[Stored items]
---

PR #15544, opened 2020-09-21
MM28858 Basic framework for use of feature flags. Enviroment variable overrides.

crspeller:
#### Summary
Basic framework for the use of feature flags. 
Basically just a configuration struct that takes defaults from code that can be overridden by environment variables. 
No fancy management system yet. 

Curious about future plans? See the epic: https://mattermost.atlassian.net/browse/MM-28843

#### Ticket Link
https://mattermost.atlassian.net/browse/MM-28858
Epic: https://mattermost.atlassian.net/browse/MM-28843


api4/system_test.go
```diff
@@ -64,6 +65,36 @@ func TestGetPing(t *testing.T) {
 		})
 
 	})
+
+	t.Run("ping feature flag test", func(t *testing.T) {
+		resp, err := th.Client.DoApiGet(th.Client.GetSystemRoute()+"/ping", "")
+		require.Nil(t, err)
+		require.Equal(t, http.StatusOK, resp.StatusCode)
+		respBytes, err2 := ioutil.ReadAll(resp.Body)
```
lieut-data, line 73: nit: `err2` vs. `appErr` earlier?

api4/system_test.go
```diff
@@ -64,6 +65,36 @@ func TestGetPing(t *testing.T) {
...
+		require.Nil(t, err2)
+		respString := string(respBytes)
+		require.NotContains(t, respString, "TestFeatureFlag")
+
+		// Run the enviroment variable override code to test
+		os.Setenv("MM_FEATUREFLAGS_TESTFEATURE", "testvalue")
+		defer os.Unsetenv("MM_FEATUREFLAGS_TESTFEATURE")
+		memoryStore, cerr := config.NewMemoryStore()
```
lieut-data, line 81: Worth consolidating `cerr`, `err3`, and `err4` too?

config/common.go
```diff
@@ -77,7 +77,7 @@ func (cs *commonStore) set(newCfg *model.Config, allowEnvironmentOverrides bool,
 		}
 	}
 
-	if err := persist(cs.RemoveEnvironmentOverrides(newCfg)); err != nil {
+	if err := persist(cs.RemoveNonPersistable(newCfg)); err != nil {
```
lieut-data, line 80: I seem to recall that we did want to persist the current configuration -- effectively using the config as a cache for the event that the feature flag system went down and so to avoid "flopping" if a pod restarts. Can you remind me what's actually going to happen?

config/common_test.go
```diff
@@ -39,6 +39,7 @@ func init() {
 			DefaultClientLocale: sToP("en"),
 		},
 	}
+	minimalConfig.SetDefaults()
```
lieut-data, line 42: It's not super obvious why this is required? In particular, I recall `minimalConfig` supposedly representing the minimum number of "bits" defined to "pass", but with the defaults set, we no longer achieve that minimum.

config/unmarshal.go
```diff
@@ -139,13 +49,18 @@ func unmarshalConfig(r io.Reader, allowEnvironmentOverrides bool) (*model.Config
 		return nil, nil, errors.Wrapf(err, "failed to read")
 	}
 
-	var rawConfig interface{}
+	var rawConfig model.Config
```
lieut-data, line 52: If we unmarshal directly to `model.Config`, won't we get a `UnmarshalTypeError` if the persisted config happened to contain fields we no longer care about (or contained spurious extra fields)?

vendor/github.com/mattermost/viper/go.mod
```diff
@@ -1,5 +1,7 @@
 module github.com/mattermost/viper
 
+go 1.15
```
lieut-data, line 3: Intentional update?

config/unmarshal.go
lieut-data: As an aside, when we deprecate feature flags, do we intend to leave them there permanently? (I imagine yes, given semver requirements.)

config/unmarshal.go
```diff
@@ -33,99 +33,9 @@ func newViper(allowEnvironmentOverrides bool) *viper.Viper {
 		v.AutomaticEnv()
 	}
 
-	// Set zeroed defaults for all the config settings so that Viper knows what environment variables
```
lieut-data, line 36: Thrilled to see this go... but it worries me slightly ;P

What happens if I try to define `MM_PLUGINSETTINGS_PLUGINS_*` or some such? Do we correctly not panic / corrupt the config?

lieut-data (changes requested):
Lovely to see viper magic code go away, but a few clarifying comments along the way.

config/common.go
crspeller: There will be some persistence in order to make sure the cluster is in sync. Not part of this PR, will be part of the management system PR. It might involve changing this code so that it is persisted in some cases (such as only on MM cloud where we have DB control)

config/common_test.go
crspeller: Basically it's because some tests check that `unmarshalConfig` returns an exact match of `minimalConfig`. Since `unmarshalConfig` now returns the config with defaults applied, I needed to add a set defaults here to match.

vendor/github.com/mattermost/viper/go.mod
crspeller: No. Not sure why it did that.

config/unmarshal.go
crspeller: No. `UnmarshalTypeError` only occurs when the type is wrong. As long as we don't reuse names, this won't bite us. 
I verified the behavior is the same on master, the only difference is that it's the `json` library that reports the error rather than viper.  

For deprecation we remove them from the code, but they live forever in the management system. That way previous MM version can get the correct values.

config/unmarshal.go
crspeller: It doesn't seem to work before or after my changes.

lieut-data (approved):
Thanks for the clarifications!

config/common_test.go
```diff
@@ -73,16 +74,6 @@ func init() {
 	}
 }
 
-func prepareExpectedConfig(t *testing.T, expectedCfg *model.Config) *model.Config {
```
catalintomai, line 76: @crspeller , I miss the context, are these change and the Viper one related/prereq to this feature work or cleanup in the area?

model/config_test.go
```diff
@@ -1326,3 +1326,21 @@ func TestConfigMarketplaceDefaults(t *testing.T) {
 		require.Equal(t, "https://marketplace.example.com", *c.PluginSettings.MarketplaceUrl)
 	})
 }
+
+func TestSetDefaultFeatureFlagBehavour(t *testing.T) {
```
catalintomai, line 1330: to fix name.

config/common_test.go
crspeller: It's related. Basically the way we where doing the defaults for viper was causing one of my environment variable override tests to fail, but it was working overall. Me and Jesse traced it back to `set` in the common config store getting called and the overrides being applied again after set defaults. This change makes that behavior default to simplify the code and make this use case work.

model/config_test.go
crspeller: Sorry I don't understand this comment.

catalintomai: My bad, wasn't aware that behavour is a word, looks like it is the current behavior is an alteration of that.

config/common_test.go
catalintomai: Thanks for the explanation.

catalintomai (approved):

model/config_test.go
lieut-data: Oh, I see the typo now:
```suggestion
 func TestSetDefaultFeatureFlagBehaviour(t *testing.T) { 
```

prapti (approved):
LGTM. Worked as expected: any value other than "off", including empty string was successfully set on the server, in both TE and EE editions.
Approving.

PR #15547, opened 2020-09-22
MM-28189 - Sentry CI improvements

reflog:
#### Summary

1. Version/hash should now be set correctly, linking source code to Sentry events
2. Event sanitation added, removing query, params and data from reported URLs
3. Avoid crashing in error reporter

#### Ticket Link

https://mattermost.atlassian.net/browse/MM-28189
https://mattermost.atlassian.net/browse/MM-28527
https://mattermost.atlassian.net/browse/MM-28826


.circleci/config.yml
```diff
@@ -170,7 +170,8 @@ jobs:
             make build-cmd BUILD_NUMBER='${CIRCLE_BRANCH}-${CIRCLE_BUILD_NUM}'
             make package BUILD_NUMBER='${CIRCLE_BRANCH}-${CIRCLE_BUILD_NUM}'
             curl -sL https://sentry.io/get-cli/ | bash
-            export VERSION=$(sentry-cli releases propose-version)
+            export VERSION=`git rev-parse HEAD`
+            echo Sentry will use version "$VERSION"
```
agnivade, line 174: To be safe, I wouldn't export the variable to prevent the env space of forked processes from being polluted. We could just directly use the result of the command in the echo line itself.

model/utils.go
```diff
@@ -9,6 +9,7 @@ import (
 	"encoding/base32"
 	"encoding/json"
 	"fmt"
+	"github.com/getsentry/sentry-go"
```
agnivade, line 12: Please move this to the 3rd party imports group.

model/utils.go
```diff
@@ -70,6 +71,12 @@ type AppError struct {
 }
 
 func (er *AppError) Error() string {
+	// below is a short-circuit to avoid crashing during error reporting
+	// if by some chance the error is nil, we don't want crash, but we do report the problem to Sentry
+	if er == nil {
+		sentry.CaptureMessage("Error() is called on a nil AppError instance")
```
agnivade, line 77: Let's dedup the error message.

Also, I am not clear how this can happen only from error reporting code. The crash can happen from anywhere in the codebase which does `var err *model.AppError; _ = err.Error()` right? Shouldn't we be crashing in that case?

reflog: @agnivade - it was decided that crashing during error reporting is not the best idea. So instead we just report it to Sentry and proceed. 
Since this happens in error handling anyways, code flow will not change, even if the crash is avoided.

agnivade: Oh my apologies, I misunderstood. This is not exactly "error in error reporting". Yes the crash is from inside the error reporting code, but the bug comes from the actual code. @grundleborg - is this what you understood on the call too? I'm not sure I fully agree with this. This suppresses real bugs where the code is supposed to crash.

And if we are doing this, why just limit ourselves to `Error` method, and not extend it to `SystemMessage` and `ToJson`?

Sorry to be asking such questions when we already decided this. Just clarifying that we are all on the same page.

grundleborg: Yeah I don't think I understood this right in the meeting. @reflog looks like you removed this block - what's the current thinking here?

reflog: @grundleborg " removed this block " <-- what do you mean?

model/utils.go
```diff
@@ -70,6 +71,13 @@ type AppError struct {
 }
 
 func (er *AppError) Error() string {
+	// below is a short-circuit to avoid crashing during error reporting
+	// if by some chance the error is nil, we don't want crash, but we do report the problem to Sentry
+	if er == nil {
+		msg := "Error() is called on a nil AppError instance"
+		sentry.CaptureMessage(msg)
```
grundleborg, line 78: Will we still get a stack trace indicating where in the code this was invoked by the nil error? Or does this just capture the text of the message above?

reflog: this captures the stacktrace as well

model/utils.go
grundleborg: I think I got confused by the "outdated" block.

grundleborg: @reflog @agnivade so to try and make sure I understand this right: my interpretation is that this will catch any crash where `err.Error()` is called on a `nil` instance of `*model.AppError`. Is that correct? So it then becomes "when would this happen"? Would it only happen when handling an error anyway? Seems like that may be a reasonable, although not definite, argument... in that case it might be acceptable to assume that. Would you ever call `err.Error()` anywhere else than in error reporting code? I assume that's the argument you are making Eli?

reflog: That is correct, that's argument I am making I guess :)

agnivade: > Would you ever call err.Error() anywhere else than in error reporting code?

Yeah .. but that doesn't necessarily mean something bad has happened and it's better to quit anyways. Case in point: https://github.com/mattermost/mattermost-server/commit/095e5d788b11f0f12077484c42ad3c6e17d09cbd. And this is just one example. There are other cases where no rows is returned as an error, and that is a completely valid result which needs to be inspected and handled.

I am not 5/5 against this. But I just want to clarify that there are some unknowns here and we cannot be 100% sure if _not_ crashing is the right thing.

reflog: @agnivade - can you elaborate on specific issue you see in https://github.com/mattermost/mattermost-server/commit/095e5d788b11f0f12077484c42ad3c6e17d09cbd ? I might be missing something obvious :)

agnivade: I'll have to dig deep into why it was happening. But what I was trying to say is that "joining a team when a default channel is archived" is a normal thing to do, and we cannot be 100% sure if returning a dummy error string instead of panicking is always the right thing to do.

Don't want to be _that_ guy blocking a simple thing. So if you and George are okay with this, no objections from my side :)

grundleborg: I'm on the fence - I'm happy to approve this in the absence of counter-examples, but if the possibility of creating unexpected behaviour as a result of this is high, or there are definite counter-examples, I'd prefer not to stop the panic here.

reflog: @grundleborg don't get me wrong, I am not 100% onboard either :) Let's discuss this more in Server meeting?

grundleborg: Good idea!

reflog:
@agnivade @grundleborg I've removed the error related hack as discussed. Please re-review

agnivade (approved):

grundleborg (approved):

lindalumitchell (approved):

---

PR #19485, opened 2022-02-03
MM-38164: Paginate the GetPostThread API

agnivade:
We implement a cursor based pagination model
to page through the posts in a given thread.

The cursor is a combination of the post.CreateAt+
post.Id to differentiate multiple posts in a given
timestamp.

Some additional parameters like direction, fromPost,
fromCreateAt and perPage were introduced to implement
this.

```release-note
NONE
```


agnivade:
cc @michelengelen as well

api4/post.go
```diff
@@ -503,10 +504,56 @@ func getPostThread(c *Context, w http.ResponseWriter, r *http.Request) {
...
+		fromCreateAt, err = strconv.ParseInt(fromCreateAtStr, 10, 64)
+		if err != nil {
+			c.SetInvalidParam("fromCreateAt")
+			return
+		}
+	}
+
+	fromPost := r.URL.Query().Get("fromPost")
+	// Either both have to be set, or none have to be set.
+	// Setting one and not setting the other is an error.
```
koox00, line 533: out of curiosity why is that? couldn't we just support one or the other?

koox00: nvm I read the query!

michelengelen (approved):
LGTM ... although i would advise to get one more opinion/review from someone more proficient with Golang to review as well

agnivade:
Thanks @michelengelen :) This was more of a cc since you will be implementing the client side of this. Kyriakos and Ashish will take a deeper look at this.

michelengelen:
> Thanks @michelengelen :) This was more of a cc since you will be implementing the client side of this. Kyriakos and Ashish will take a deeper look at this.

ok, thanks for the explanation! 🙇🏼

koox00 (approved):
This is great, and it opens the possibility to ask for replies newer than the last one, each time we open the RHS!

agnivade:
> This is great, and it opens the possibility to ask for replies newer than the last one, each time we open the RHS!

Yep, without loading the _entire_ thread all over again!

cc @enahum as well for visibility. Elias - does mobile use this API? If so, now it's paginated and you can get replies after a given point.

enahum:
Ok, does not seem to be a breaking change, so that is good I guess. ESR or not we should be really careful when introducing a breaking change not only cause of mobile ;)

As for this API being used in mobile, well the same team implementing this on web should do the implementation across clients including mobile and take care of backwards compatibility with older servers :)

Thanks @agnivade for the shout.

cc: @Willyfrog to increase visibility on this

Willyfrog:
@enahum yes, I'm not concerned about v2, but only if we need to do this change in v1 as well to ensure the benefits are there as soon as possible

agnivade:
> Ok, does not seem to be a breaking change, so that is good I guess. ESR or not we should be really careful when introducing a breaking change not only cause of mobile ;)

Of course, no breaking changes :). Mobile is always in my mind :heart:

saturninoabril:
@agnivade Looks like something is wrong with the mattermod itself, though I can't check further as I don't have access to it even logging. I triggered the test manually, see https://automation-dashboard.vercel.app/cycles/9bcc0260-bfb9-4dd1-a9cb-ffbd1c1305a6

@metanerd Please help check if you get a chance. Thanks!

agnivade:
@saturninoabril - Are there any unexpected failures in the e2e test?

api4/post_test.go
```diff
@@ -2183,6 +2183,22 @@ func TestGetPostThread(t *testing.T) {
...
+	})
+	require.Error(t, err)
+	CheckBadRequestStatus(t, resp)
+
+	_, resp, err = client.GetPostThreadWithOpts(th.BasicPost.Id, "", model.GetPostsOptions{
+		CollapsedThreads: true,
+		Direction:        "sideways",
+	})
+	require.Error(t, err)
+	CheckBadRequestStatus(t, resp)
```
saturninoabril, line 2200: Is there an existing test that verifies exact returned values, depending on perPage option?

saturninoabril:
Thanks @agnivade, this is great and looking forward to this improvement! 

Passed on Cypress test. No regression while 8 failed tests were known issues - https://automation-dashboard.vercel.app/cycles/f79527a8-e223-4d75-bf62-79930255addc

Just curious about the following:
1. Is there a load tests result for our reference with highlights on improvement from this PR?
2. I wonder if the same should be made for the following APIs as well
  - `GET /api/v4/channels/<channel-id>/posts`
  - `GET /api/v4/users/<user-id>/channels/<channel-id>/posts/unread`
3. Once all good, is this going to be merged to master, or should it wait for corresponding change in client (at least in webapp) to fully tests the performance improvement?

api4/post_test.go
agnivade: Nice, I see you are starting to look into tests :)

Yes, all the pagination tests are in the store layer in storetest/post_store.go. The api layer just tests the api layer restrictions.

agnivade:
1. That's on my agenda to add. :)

---

**REQUIREMENT:** Looking at the data above, write out exactly the lines that start at the one containing "PR #15544, opened 2020-09-21" and end at the one containing "Basic framework for the"; include both and nothing beyond.

**ANSWER SPACE:**
PR #15544, opened 2020-09-21
MM28858 Basic framework for use of feature flags. Enviroment variable overrides.

crspeller:
#### Summary
Basic framework for the use of feature flags. 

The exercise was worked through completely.